Quoi qu’il en soit, cette intervention du président de l’Assemblée nationale donne à la procédure une curieuse allure : le 13 avril prochain, la délégation du bureau de l'Assemblée nationale est supposée procéder à l’audition des candidats, mais la séance risque de prendre une tournure un peu surréaliste puisque les dés semblent dès à présent jetés. Et pour Gérard Leclerc, l’histoire risque d’être passablement amère. Malmené sous la droite du temps où il était à France 2, raillé pour cette même raison par Nicolas Sarkozy en ouverture d’une émission alors qu’il ne se savait pas encore sous l’observation des caméras (voir la vidéo ci-dessous), le voilà donc bousculé sous la gauche. Preuve sans doute qu’il n’y a pas d’alternance pour les mauvaises manières…
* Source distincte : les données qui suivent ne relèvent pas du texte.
PR #2525, opened 2026-05-01
fix(server): skip output schema validation for tool errors

### LINKED ISSUE #2429: [v1.x] Server-side outputSchema validation blocks tool error reporting (isError: true)
### Initial Checks

### Description

When a tool handler returns unstructured content for an error case, the low-level server's call_tool decorator validates the output against outputSchema before checking if the response is an error. 

This prevents tools with outputSchema from reporting errors via isError: true, as the validation fails with "outputSchema defined but no structured output returned", replacing the original error message.

This was already fixed in the TypeScript SDK via modelcontextprotocol/typescript-sdk#654 / PR #655 (2025-06-24), but the equivalent fix has not been applied to the Python SDK v1.x branch.

The issue is in src/mcp/server/lowlevel/server.py, the call_tool decorator handler:

1. Line ~560: outputSchema validation runs unconditionally — should skip when the result is an error
2. Line ~575: isError=False is hardcoded — there is no path for the handler to signal an error through unstructured content while outputSchema is defined

### Example Code

```Python
from mcp import types

server = Server("test")

@server.call_tool()
async def call_tool(name: str, arguments: dict):
    # Tool has outputSchema but needs to return an error
    # This gets blocked by outputSchema validation
    return [types.TextContent(type="text", text="Resource not found")]
```

### Python & MCP Python SDK

```Text
- Python: 3.11 / 3.12
- MCP SDK: v1.26.0+ (v1.x branch)
```

Genmin:
## Summary

Fixes #2429.

When a typed FastMCP tool returns a `CallToolResult` with `isError=True`, the v1.x server should preserve that error result. Previously, `FuncMetadata.convert_result()` still validated `structuredContent` against the inferred output schema, so error results without structured content raised a Pydantic validation error and replaced the intended tool error.

This gates schema validation to non-error `CallToolResult` values while preserving validation for successful structured tool results.

## Validation

- `uv run pytest tests/server/fastmcp/test_func_metadata.py -q`
- `uv run pytest tests/server/fastmcp -q`
- `uv run ruff check src/mcp/server/fastmcp/utilities/func_metadata.py tests/server/fastmcp/test_func_metadata.py`
- `uv run pyright src/mcp/server/fastmcp/utilities/func_metadata.py tests/server/fastmcp/test_func_metadata.py`
- `git diff --check`

### DIFF
--- a/src/mcp/server/fastmcp/utilities/func_metadata.py
+++ b/src/mcp/server/fastmcp/utilities/func_metadata.py
@@ -112,7 +112,7 @@ class FuncMetadata(BaseModel):
         the structured output.
         """
         if isinstance(result, CallToolResult):
-            if self.output_schema is not None:
+            if self.output_schema is not None and not result.isError:
                 assert self.output_model is not None, "Output model must be set if output schema is defined"
                 self.output_model.model_validate(result.structuredContent)
             return result
--- a/tests/server/fastmcp/test_func_metadata.py
+++ b/tests/server/fastmcp/test_func_metadata.py
@@ -878,6 +878,20 @@ def test_tool_call_result_annotated_is_structured_and_invalid():
         meta.convert_result(func_returning_annotated_tool_call_result())
 
 
+def test_tool_call_result_annotated_error_skips_structured_validation():
+    class PersonClass(BaseModel):
+        name: str
+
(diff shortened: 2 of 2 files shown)


maxisbey:
Closing as a duplicate of #2467 (the issue author's v1.x PR with the same change). Thanks for the contribution.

Cette liberté que prend Claude Bartolone avec l’indépendance de la presse n’est, en fait, pas une première. Dans un tout autre contexte, il a aussi lourdement pesé pour que le quotidien La Provence tombe effectivement entre les mains de son ami Bernard Tapie. Quand, à la fin de 2012, deux offres se sont opposées, d’un côté celle du groupe belge Rossel et de l’autre celle de Philippe Hersant allié à Bernard Tapie, pour prendre le contrôle des quotidiens du sud-est de la France issus du groupe Hersant Média, Claude Bartolone est en effet intervenu de manière très empressée auprès de François Hollande à l’Élysée pour que Bernard Tapie, avec lequel il est très lié depuis de longues années, obtienne gain de cause. Nous en avions obtenu confirmation à l’époque de très nombreuses sources.
Pourquoi Claude Bartolone a-t-il rendu ce service à son vieil ami ? Dans son entourage, on s’offusque de la question, et on refuse d’y répondre, au prétexte que le journaliste qui la pose prépare un article forcément malintentionné. Nous avons eu beau insister, dire que notre seul souci était de vérifier cette information, et qu’il suffisait que l’on nous dise que c’était faux pour que l’on en fasse état… peine perdue ! Dans l’entourage de Claude Bartolone, on n’a voulu nous apporter aucun commentaire à cette autre affaire. Ni même simplement démentir nos informations.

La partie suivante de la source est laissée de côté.